Monday, October 22, 2012

Funny Kid Moments

P: Mom today was kid vote day at school and we got to pick between president Obama and some white guy.

Me:(busts out laughing) What did you just say?

P: We got to vote on who we wanted?!?

Me: No who did you vote between?

P: Barack Obama and some white guy. His name starts with an "R".

M:(after a minute of unstoppable laughter) Who did you vote for?

P: Obama of course!

Me: High five son! Good choice!

Sunday, October 21, 2012

Thursday, October 18, 2012

This Life Is Mine

Sunset at football practice.

 
I have a lot of things hanging heavy on my mind but the only thing i can get out right now is that i am so abundantly blessed.

I think that is something we over look a lot in day to day life. We bitch, moan, and groan about how things are hard, stessful, and not going our way and we forget to just be thankful for the things that are good.

Today i am thankful that i have 3 beautiful, happy, well adjusted, healthy kids. I have a faithful, loving, kind hearted husband to whom i have been married for almost 8 years. I live in a beautiful city where there are a multitude of things to do (for free). I am once again within a short drive of my best friend (with whom i have a date tonight).
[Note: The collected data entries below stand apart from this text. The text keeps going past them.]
PR #2607, opened 2021-02-04
fix: Autosave to skip submit when mounting

alexmylonas:
## Background

In several forms, we are using a `FormikAutoSave` component that allows the form to auto-submit when values change.

That component doesn't account for initial values and therefore triggers submission on render.

## Changes

- Added `useRef` for initial mount

## Testing

- Test some cases that this was apparent.


vorillaz (approved):
Nicely done.

PR #2611, opened 2021-02-04
OPSTOOL: Flush panther-resources table items where deleted=true

tatehanawalt:
## Background

Clients are experiencing availability issues caused by the in memory allocations required for queries on the panther-resources table.

Specifically, a client has a few hundred thousand entries in this table. A significant portion fo these table items are scheduled for removal but have not yet been removed.

This tool flushes the panther-resources table of items pending removal as a quick fix to solve in memory requirements causing the availability issues.

I initially tried to use the batch delete package but was running into issues. This is more of a one off script so I have the deleteItem in place for quick delivery. 

## Changes

Added a script in the ops tools directory which deletes entries in the resources table where the field 'deleted' has been set to true

## Testing

NOTE: there are probably deleted resources existing in an initial deployed table so the first time you run this on a new deployment you will delete table entries. 

For subsequent runs:

Run the script
verify no items deleted
Set table entries deleted=true for any number of table items
Run the script
query the table for identifiers that should have been deleted to verify the id's are not found in the table


cmd/opstools/flush_resource_table_deleted/main.go
```diff
@@ -0,0 +1,83 @@
...
+	"github.com/aws/aws-sdk-go/service/dynamodb/expression"
+)
+
+const tableName = "panther-resources"
+const delVal = true
+
+func main() {
+
+	// AWS Session construction
+	sessOpts := session.Options{SharedConfigState: session.SharedConfigEnable}
```
austinbyers, line 39: I've never seen this before, do we need it?

cmd/opstools/flush_resource_table_deleted/main.go
```diff
@@ -0,0 +1,83 @@
...
+	awsSession := session.Must(session.NewSessionWithOptions(sessOpts))
+	client := dynamodb.New(awsSession)
+
+	// Query expression
+	proj := expression.NamesList(expression.Name("id"), expression.Name("deleted"))
```
austinbyers, line 44: We don't need the `deleted` column in the projection

cmd/opstools/flush_resource_table_deleted/main.go
```diff
@@ -0,0 +1,83 @@
...
+	filt := expression.Name("deleted").Equal(expression.Value(delVal))
```
austinbyers, line 45: Haha I don't think we need a `delVal` constant. You can just put `true` in the expresion value

cmd/opstools/flush_resource_table_deleted/main.go
```diff
@@ -0,0 +1,83 @@
...
+	expr, err := expression.NewBuilder().WithFilter(filt).WithProjection(proj).Build()
+	if err != nil {
+		fmt.Println("Got error building expression:")
+		log.Fatal(err)
```
austinbyers, line 49: Or, to combine these:

```go
log.Fatalf("error building expression: %s", err)
```

cmd/opstools/flush_resource_table_deleted/main.go
```diff
@@ -0,0 +1,83 @@
...
+	}
+
+	// Query Input
```
austinbyers, line 52: Lies! This is a scan, not a query. Also not a helpful comment lol

cmd/opstools/flush_resource_table_deleted/main.go
```diff
@@ -0,0 +1,83 @@
...
+	input := &dynamodb.ScanInput{
+		// ConsistentRead:       aws.Bool(true),
```
austinbyers, line 54: Remove

cmd/opstools/flush_resource_table_deleted/main.go
```diff
@@ -0,0 +1,83 @@
...
+		ExpressionAttributeValues: expr.Values(),
+		FilterExpression:          expr.Filter(),
+		ProjectionExpression:      expr.Projection(),
+		TableName:                 aws.String(tableName),
+	}
+
+	// Scan for deleted entries
+	err = client.ScanPages(input, func(page *dynamodb.ScanOutput, lastPage bool) bool {
+		for _, item := range page.Items {
+			fmt.Printf("%v\n", item)
```
austinbyers, line 65: I assume you just had this for debugging, but it definitely needs to be removed. The customer has more than 300,000 entries, remember.

You could add a log statement for every page or every 10,000 items or something to show progress

cmd/opstools/flush_resource_table_deleted/main.go
```diff
@@ -0,0 +1,83 @@
...
+			_, err := client.DeleteItem(&dynamodb.DeleteItemInput{
+				Key: map[string]*dynamodb.AttributeValue{
+					"id": item["id"],
+				},
+				TableName: aws.String(tableName),
+			})
```
austinbyers, line 71: This will be far too slow for 300,000 items, we definitely need the delete batching. I can help you figure that out tomorrow

cmd/opstools/flush_resource_table_deleted/main.go
```diff
@@ -0,0 +1,83 @@
...
+			if err != nil {
+				log.Fatal(err)
+			}
+		}
+		return true
+	})
+
+	if err != nil {
+		fmt.Println("Got error Scanning Pages:")
+		log.Fatal(err)
```
austinbyers, line 81: Consider putting most of the functionality in a separate function that can return the error, that way you only have to log it once in `main`

cmd/opstools/flush_resource_table_deleted/main.go
tatehanawalt: This just sets the sdk to create a session using credentials in the order of 
```
* Environment Variables
* Shared Credentials file
* Shared Configuration file (if SharedConfig is enabled)
* EC2 Instance Metadata (credentials only)
```

It just lets the executor basically use their aws credentials however they configure their environment

cmd/opstools/flush_resource_table_deleted/main.go
tatehanawalt: Renamed the constant. I have these for readability.  deleted and tablename are the only parameters for this script so its helpful to see where they're specified and where they're used.

cmd/opstools/flush_resource_table_deleted/main.go
austinbyers: But that should already be the default - the SDK knows to get credentials in that order anyway. Check our other opstools, I don't think we have to set this explicitly

cmd/opstools/flush_resource_table_deleted/main.go
austinbyers: Constant values for strings makes sense. But for a bool? Maybe it's just my preference, but that actually makes it harder to read in my opinion 🤷

cmd/opstools/flush_resource_table_deleted/main.go
tatehanawalt: query is a precise request for information retrieval with database and information systems. technically its a query using the aws scanpages method.

The comment is intended for someone who isn't specifically familiar with aws, adding some context to the comment

austinbyers: In DynamoDB, "Query" and "Scan" are two distinct operations. They have very different meanings

* A Query implies a specific partition key or range of partition keys
* A Scan is a full table search, like you are doing here

cmd/opstools/flush_resource_table_deleted/main.go
tatehanawalt: I will push changes and you can take a look again. I find it nice to use the constant definition to locate where it's used in the method body

cmd/opstools/flush_resource_table_deleted/main.go
tatehanawalt: I have the BatchWriteItem working. I'm not sure what was happening yesterday but I was getting an error related the attribute names? 

anyways I have the script using the batch method now.

cmd/opstools/flush_resource_table_deleted/main.go
```diff
@@ -0,0 +1,99 @@
...
+	"github.com/panther-labs/panther/pkg/awsbatch/dynamodbbatch"
+)
+
+// Explicitely delete columns in the panther-resources table where the table entry deleted is equal
+// to the entrydeleted contant
+const tableName = "panther-resources"
+const entrydeleted = true
+
+// Max Back Off is used in the request dynamodb batch write items
+const maxBackoff = 10 * time.Second
```
austinbyers, line 41: I'd raise this to 1 minute or so, there will probably be a bit of backoff for large tables

cmd/opstools/flush_resource_table_deleted/main.go
```diff
@@ -0,0 +1,99 @@
...
+	"github.com/aws/aws-sdk-go/aws"
+	"github.com/aws/aws-sdk-go/aws/session"
+	"github.com/aws/aws-sdk-go/service/dynamodb"
+	"github.com/aws/aws-sdk-go/service/dynamodb/expression"
+
+	"github.com/panther-labs/panther/pkg/awsbatch/dynamodbbatch"
+)
+
+// Explicitely delete columns in the panther-resources table where the table entry deleted is equal
+// to the entrydeleted contant
```
austinbyers, line 36: typo: `explicitly` and `constant` (the first typo is what's actually failing CI)

austinbyers (approved):
Awesome! Looks good! Thanks for the quick fix.

When this merges to enterprise, be sure to add a new list item [in the opstools documentation](https://docs.runpanther.io/help/ops-home#tools) as well

tatehanawalt:
TLDR: The summary at the bottom and everything after it will 

After reviewing the other ops tools I realized mine wasn't conforming to the structure of the other tools. 
I made some pretty significant changes to adopt the structure of the other tools.
The functionality is the same, however there are a few new options.

The commands are now:
```
  -debug
    	Enable debug logging
  -flush
    	Remove entries from the panther-resources table where deleted=true
  -inspect
    	Print number of panther-resources entries where delete=true and the estimated save file size
  -save
    	Save Id's of panther-resources entries where delete=true to ./flush_resource_ids_<start_epoch>
  -version
    	Print ARCH, BIN, OS, and VERSION
```

Most notable there are two additions:
* -save - This will save the item id's of resources table deleted=true entries to ./flush_resource_ids_<start epoch>
* -inspect - This method returns the number of items where deleted=true and the size the file would be from the -save command.

To actually flush a table, use the -flush option.

inspect will skip flush and save. So if your command is `-inspect -flush` nothing will be flushed. Or with save `-inspect -save` would not result in any files saved.

The functionality for inspect, save, and flush is defined in the `FlushSaveInspectResources(svc *dynamodb.DynamoDB, saveWriter io.Writer, flush, save, inspect bool)` Method.

This method accepts an aws dynamodb client, a writer used to write items ONLY when the 'save' parameter is true, followed by flush, save, and inspect.

This method is written to be extensible should someone ever need to re-purpose it in another tool.

Summary: 
The implementation is basically 2 parts:
1. CLI that establishes an aws dynamodb client, a writer (the save file) when the caller needs to save the id's for some reason, and the functionality to parse and use cli inputs
2. The `FlushSaveInspectResources` method which actually carries out the flush, inspect, and save operations.

cmd/opstools/flush_resource_table_deleted/main.go
tatehanawalt: I did end up removing this constant

s0l0ist (approved):

cmd/opstools/flushrsc/flushrsc/main.go
```diff
@@ -0,0 +1,341 @@
...
+	return
+}
+
+// returns values of the required cli options where true means the option was specified in the cli args.
+func getOpts() (debug, flush, inspect, save, versionOpt bool) {
+	flag.Usage = usage
+	cliDebug := flag.Bool("debug", false, "Enable debug logging")
+	cliFlush := flag.Bool("flush", false, "Remove entries from the panther-resources table where deleted=true")
+	cliInspect := flag.Bool("inspect", false, "Print number of panther-resources entries where delete=true and the estimated save file size")
+	cliSave := flag.Bool("save", false, "Save Id's of panther-resources entries where delete=true to ./flush_resource_ids_<start_epoch>")
```
austinbyers, line 280: I don't see the need for the `save` command - you don't offer a way to read back from that file nor do I think we need to - the file will be out of date almost immediately after its creation.

Since you have it finished, we may as well keep it, but try not to scope creep so much, it will save you lots of time if you don't add unnecessary fluff

cmd/opstools/flushrsc/flushrsc/main.go
```diff
@@ -0,0 +1,341 @@
...
+	printfln("  Scan\n")
+	printfln("USAGE:\n\n  %v <options>\n", BIN)
+	printfln("Where options are:\n")
+	flag.PrintDefaults()
+	printfln()
+	os.Exit(0)
+}
+func printfln(args ...interface{}) {
+	if len(args) == 1 {
+		fmt.Fprintf(flag.CommandLine.Output(), args[0].(string))
```
austinbyers, line 322: Shouldn't we be using `log` instead of printf? E.g. `log.Infof`

cmd/opstools/flushrsc/flushrsc/main.go
```diff
@@ -0,0 +1,341 @@
...
+	} else if len(args) > 1 {
+		fmt.Fprintf(flag.CommandLine.Output(), args[0].(string), args[1:]...)
+	}
+	fmt.Fprintf(flag.CommandLine.Output(), "\n")
+}
+func humanByteSize(b int64) string {
```
austinbyers, line 328: This code is essentially duplicated from https://github.com/panther-labs/panther-enterprise/blob/master/tools/mage/util/files.go#L81

Import the routine from `mage`, or move it out to `pkg`, if you prefer, but let's not duplicate the code here

tatehanawalt: Didn't see the license where I saw that bytescountsi method so I didn't want to add it but I just found the license so yeah my method can be scrapped and that one used in place. 

Only thing is my method prints bytes instead of just B when size < 1000 so I may handle that for readability

cmd/opstools/flushrsc/flushrsc/main.go
```diff
@@ -0,0 +1,341 @@
...
+
+const tableName = "panther-resources"
+const maxBackoff = 60 * time.Second
+
+// version set by mage build:tools
+var version string
+
+func check(err error) {
+	if err != nil {
+		panic(err)
```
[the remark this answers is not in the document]
tatehanawalt: I have a recover function that handles every error and its just printing the error message along with some clean up stuff.

Example
```shell
2021-02-17T12:06:48.987-0600	INFO	SAVE
2021-02-17T12:06:49.284-0600	INFO	/Users/tatehanawalt/go/src/github.com/panther-labs/panther/out/bin/cmd/opstools/flush_resource_ids_1613585208
2021-02-17T12:06:49.285-0600	ERROR	save encountered an error... removing save file
2021-02-17T12:06:49.285-0600	ERROR	AWS NoCredentialProviders Error: No valid providers in chain
2021-02-17T12:06:49.285-0600	INFO	Double check your aws credentials
```

cmd/opstools/flushrsc/flushrsc/main.go
tatehanawalt: I primarily use this for the usage. I still have the printfln its just an anonymous function inside the usage method now

tatehanawalt:
@all-contributors please add @tatehanawalt  for code infra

This life may not be perfect but it is mine and it is blessed.

Saturday, October 6, 2012

...

I dont really know what to say here. I dont want to be a debby downer but right now i just dont have a lot of positive stuff to say.

Im homesick. When we planned this move i never though i would miss "home" so bad. I never thought i would miss my friends and family so bad. I guess you never know until you do it and then....well you just find out.

Something that has come out of this that i never expected is that i have learned how much i truly am thankful for my MIL.

When i first got married to my husband i never really thought of his family as my family. Even after almost 8 years of marriage if you would have ask me before we moved i would have told you i loved his family but didnt really know where i fit in with them.

Now...i know where i was and where i fit in. His mother is my mother. His family is my family. As someone who lost her mother at a young age i couldnt have ask for a better family to marry into.

I miss my MIL terribly. And not just because i have no one to watch my kids but because it took me moving 500 miles away to realize how much we are loved and wanted. I feel guilty because i feel like i ripped my kids away from the only grandmother they knew and i feel like in a way i ripped myself away from the only mother i have know since my mother passed away.

Sometimes i just want to pack all of our things and go "home". I want to run as fast as i can back to the place i feel most comfortable. But my reasons for moving my family here are still the same.

I still feel there is a better life for us here. More opportunities. More chances to better live the life that we have dreamed of.

I just have to get past this hurdle of homesickness. I have to get out and find my place in this new city. I have to reach out and grab hold of the new life we have ventured into.

If you could please, send some prayers my way. Pray for God to lighten my load, brighten my outlook, and aid in my strength.

Tuesday, August 21, 2012

I Haven't Had Time

Or maybe i just haven't taken the time to notice. My babies are growing. Too old, too big, too fast!

Someone posted this poem on facebook the other day:


Hand Print On The Wall

One day as i was picking
the toys up off the floor,
I noticed a small hand print
on the wall beside the door.

I knew that it was something
that i'd seen most everyday,
but this time when i saw it there
I wanted it to stay.

Then tears welled up inside my eyes
as i knew the print wouldn't last,
I saw that in the days ahead
my children would grow up too fast.

Just then i put the chores aside
and held my children tight,
I sang to them sweet lulabies
and rocked them through the night.

Sometimes we take for granted
all those things that seem so small.
Like one of God's great treasures...
A small handprint on the wall.

Author Unknown


It made me bawl. But more importantly it made me take a moment a really think about my boy. They arent so little anymore.

On Wednesday Phabian will start 2nd grade and MJ will enter 1st. Next fall Sione will begin Head Start. They are 7, 6, and 2 3/4. They are all potty trained. They can all walk and talk in full sentences. They can dress themselves and pick out their own clothes.

Phabian is capable (and willing) to fix himself and his brothers PB&Js for lunch. MJ reads to Sione. Sione, well, he is just a mess (but a cute one).

Sometimes i just wonder where all the time is goin and why its going so fast. I have a million pictures to show that these boys were once little babies in my arms. I use to be able to fit all 3 of them in my lap at the same time. Now...well now i can barley fit Phabian in my lap at all.

I just want to slow them down. Tell them to not grow so fast. That being an adult isnt all its cracked up to be. But most importantly...

I need more time. I need ever second. To instill in them responsibility, compassion, empathy, respect, love, morals, patients, values, and all the other things that moms are suppose to teach their kids.

We are only given such a short time to teach them so much. It isnt long enough. I need longer. I want longer. But short fleeting time is what i have. And as my Mama always taught me to do I am making the best of it. One day at a time. One lesson following another.

I just feel like im going to blink and they will be gone, out into the world where i can no longer shelter them from the harsh truths of adulthood.